Hardlinks, Softlinks

This small article intends to popularize what are Hard Links and Soft Link, if you want a more realistic computer vision of things, I give my references at the end. The goal here is to understand the principle.

# Hard Links

# Symbolic Links

# Conclusion

# References

# Utilities

In an easy way, a hard disk volume, or partition (C:, D:, ...) is split into 2 parts: The index and data parts.

Every time you write a file on the hard disk:

- The content of the file is written in the data part, it is called data chunk,

- The index (MFT) stores where is written the data chunk in the data part, and filename(s) and path(s) assigned to it, as much as security attributes, etc...

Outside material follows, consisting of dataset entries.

PR #1115, opened 2022-01-28
Use Okio in Cache

yschimke:
Following up on https://github.com/coil-kt/coil/discussions/1105

Questions:
- How far should this change go?
- should the fileSystem be on interface Snapshot? OR implied by context of the Cache always?

ImageSource will break for a non SYSTEM FileSystem

`ImageSource(file = data.toFile()`


coil-base/src/main/java/coil/disk/DiskCache.kt
```diff
@@ -115,8 +125,18 @@ interface DiskCache {
...
+        fun directory(directory: File) =
+            directory(directory = directory.toOkioPath(), fileSystem = FileSystem.SYSTEM)
+
+        /**
+         * Set the [directory] where the cache stores its data.
+         *
+         * IMPORTANT: It is an error to have two [DiskCache] instances active in the same
+         * directory at the same time as this can corrupt the disk cache.
+         */
+        fun directory(directory: Path, fileSystem: FileSystem = FileSystem.SYSTEM) = apply {
```
colinrtwhite, line 137: I'd vote to have a separate `DiskCache.Builder.fileSystem` function instead of a default argument.

coil-base/src/main/java/coil/disk/DiskCache.kt
```diff
@@ -102,7 +111,8 @@ interface DiskCache {
 
     class Builder {
 
-        private var directory: File? = null
+        private var directory: Path? = null
+        private var fileSystem: FileSystem? = null
```
colinrtwhite, line 115: I think we should default to `FileSystem.SYSTEM`.

coil-base/src/main/java/coil/fetch/HttpUriFetcher.kt
```diff
@@ -221,15 +228,18 @@ internal class HttpUriFetcher(
...
         } catch (_: IOException) {
             // If we can't parse the metadata, ignore this entry.
             return null
         }
     }
 
     private fun DiskCache.Snapshot.toImageSource(): ImageSource {
-        return ImageSource(file = data, diskCacheKey = diskCacheKey, closeable = this)
+        // TODO discuss supporting Path in ImageSource as well
+        return ImageSource(file = data.toFile(), diskCacheKey = diskCacheKey, closeable = this)
```
colinrtwhite, line 242: I hadn't thought about it, but it probably makes sense to have `ImageSource` use Okio's filesystem as well. Though, internally in one of the implementations we use `File.createTempFile` which only works on the system filesystem so we'll have to figure out what to do that. Let's leave it as is in this PR for now. What do you think?

Fortunately, `ImageSource` is a sealed class so we can change the implementations to use Okio's filesystem and expose `Path`s without breaking binary compatibility later if needed.

coil-base/src/main/java/coil/disk/DiskCache.kt
```diff
@@ -59,12 +65,13 @@ interface DiskCache {
      * disk cache. To modify the contents of those files, use [edit].
      */
     interface Snapshot : Closeable {
+        val fileSystem: FileSystem
```
colinrtwhite, line 68: I'm not certain, but I think the `FileSystem` should be implied by `DiskCache.fileSystem` otherwise there could be confusion (i.e. can each individual `Snapshot`/`Editor` have a different `FileSystem` from `DiskCache.fileSystem`?). What do you think?

colinrtwhite (commented):
Thanks for doing this! Left a few comments.

yschimke:
Took another iteration on this.  Went deeper with Okio.

It gets a bit awkward in the Android layer, when it expects files.  Introduced MediaDataSource in one case, but the other assumes files.

But should provoke further discussion.

coil-base/src/main/java/coil/decode/ImageSource.kt
```diff
@@ -133,14 +141,18 @@ sealed class ImageSource : Closeable {
...
+    abstract fun file(): Path
 
     /**
      * Return a [File] containing this [ImageSource]'s data if one has already been created.
      * Else, return 'null'.
      */
-    abstract fun fileOrNull(): File?
+    abstract fun fileOrNull(): Path?
+
+    abstract fun mediaDataSource(): MediaDataSource
```
colinrtwhite, line 155: I don't think we should expose a custom `MediaDataSource` here. Originally `ImageSource` was only a `BufferedSource` to keep `Decoder`s agnostic to the data source. Unfortunately, Android has several decoders that are coupled with `File`s which is why `file` and `fileOrNull` were added. `ImageSource.Metadata` was added recently, however it's optional.

coil-video/src/main/java/coil/decode/VideoFrameDecoder.kt
```diff
@@ -172,7 +173,12 @@ class VideoFrameDecoder(
                 setDataSource("android.resource://${metadata.packageName}/${metadata.resId}")
             }
             else -> {
-                setDataSource(source.file().path)
+                // TODO check how to handle this cleanly
+                if (SDK_INT >= Build.VERSION_CODES.M) {
+                    setDataSource(source.mediaDataSource())
+                } else {
+                    setDataSource(source.file().toFile().path)
```
colinrtwhite, line 180: Let's always use `setDataSource(source.file().toFile().path)` and avoid creating a custom media source (even if it's unsafe).

coil-base/src/main/java/coil/fetch/FileFetcher.kt
```diff
@@ -5,13 +5,18 @@ import coil.ImageLoader
...
 import java.io.File
 
-internal class FileFetcher(private val data: File) : Fetcher {
+internal class FileFetcher(private val data: Path, private val fileSystem: FileSystem) : Fetcher {
+    constructor(data: File) : this(data.toOkioPath(), FileSystem.SYSTEM)
 
     override suspend fun fetch(): FetchResult {
         return SourceResult(
-            source = ImageSource(file = data),
+            source = ImageSource(file = data, fileSystem = fileSystem),
```
colinrtwhite, line 19: Let's just do `data.toOkioPath()` here instead.

coil-base/src/main/java/coil/fetch/FileFetcher.kt
```diff
@@ -5,13 +5,18 @@ import coil.ImageLoader
...
 import coil.decode.ImageSource
 import coil.request.Options
+import coil.util.extension
+import okio.FileSystem
+import okio.Path
+import okio.Path.Companion.toOkioPath
 import java.io.File
 
-internal class FileFetcher(private val data: File) : Fetcher {
+internal class FileFetcher(private val data: Path, private val fileSystem: FileSystem) : Fetcher {
```
colinrtwhite, line 14: Let's keep the `data: File` constructor only; it's convention for `Fetcher`s to perform any data mapping inside `fetch`.

coil-base/src/main/java/coil/decode/ImageSource.kt
```diff
@@ -133,14 +141,18 @@ sealed class ImageSource : Closeable {
...
      */
-    abstract fun file(): File
+    abstract fun file(): Path
 
     /**
      * Return a [File] containing this [ImageSource]'s data if one has already been created.
      * Else, return 'null'.
      */
-    abstract fun fileOrNull(): File?
+    abstract fun fileOrNull(): Path?
```
colinrtwhite, line 153: I think we also need a `val fileSystem: FileSystem` for `ImageSource`, right? We can always return `FileSystem.SYSTEM` for image sources not backed by a file.

coil-base/src/main/java/coil/decode/ImageSource.kt
```diff
@@ -133,14 +141,18 @@ sealed class ImageSource : Closeable {
      * Return a [File] containing this [ImageSource]'s data.
      * If this image source is backed by a [BufferedSource], a temporary file containing this
      * [ImageSource]'s data will be created.
+     *
+     * This method is only safe when used on FileSystem.SYSTEM.
```
colinrtwhite, line 145: I think this is always safe, right? We only need to create a temp file if the `ImageSource` is backed by a `BufferedSource` in which case we should always use `FileSystem.SYSTEM` to create the temp file.

yschimke:
Thanks for the multiple reviews on this. I'll iterate in next few weeks.

colinrtwhite (approved):
@yschimke Is this good to merge or do you want to keep iterating on this? Thanks again for doing this!

yschimke:
> @yschimke Is this good to merge or are you still working on it (LGTM)? Thanks again for doing this!

All good for me, let me know if there are other related changes to make.

PR #1129, opened 2022-02-09
Migrate to Gradle version catalogs.

colinrtwhite:

PR #1131, opened 2022-02-09
Enable Gradle's type-safe project accessors

Goooler:
Follow up #1129.

https://docs.gradle.org/7.0/userguide/declaring_dependencies.html#sec:type-safe-project-accessors


colinrtwhite (approved):
Nice, catch! Thanks

PR #1140, opened 2022-02-14
Use Java 17 on CI.

colinrtwhite:


.github/workflows/ci.yml
```diff
@@ -17,7 +17,8 @@ jobs:
             - uses: actions/setup-java@v2
               with:
                   distribution: 'adopt'
-                  java-version: 11
+                  java-version: 17
```
Goooler, line 20: Suggesting use `zulu` instead of `adopt`,
https://api.adoptopenjdk.net/

colinrtwhite: @Goooler What's the benefit? I thought `zulu` was best for M1 Macs, though I don't think the Github Mac runners are M1.

Goooler: As jake recommending this.

colinrtwhite: Sounds good to me :)

PR #1146, opened 2022-02-15
Move plugins into libs.versions.toml

Goooler:
Seems we can use version catalogs by adding `buildSrc/settings.gradle.kts`, now all deps are declared in `gradle/libs.versions.toml`.

### DIFF
--- a/buildSrc/settings.gradle.kts
+++ b/buildSrc/settings.gradle.kts
@@ -1,0 +1,7 @@
+dependencyResolutionManagement {
+    versionCatalogs {
+        create("libs") {
+            from(files("../gradle/libs.versions.toml"))
+        }
+    }
+}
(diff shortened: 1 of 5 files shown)


buildSrc/settings.gradle.kts
```diff
@@ -0,0 +1,7 @@
+dependencyResolutionManagement {
+    versionCatalogs {
+        create("libs") {
+            from(files("../gradle/libs.versions.toml"))
+        }
+    }
+}
```
Goooler, line 7: Inspired by https://github.com/detekt/detekt/blob/2aad546d74bb8da669bddee48752209e3ec7ebfc/build-logic/settings.gradle.kts#L3-L9

Goooler: https://docs.gradle.org/current/userguide/platforms.html#sec:sharing-catalogs

colinrtwhite (approved):
Nice!

PR #1149, opened 2022-02-16
Bump ktlint to 0.44.0

Goooler:


build.gradle.kts
```diff
@@ -46,6 +45,11 @@ tasks.withType<DokkaMultiModuleTask>().configureEach {
     ))
 }
 
+ktlint {
+    version by libs.versions.ktlint.get()
+    disabledRules by setOf("indent", "max-line-length", "parameter-list-wrapping")
+}
+
```
Goooler, line 52: It should run `ktlintCheck` & `ktlintFormat` on all projects parallelly.

colinrtwhite: @Goooler Are you sure about this? When I tested this change locally it only runs `ktlint` on the root project; `./gradlew coil-base:ktlintCheck` doesn't work.

Goooler: You are right, sorry for miss-testing. 
I'll close this PR, as finding a bug in the current configuration, it's not working to check or format KTS files in submodules, I'm investigating that.

Goooler: I know why, as you disable the `indent` rule, I've added a extra blank to test like this:
```kotlin
plugins {
     id("com.android.library")
}
```
Seems like all `indent-size` checked don't work now, if we need re-enable this rule?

In an NTFS file system, the link between the index and the user, materialized under a filename and an icon before our eyes, is either a Hard or Soft link, therefore all files you see in file browser are Hard links or Symbolic links.

Hard Links

The hard link is the one everybody uses without knowing, each time you record a file you create a hard link to the data chunk. A less known fact is that it's possible to assign 1023 file names to a data chunk with each one its own location, but always on the same partition.

Picture

All roads lead to Rome which is always at the same location, so each sign to Rome is a reference to the same location. Depending on where you are in Italy, the path to reach Rome will vary, but not the destination.

We can bring the signs to Rome to references in the index, and Rome to the data chunk in the data part.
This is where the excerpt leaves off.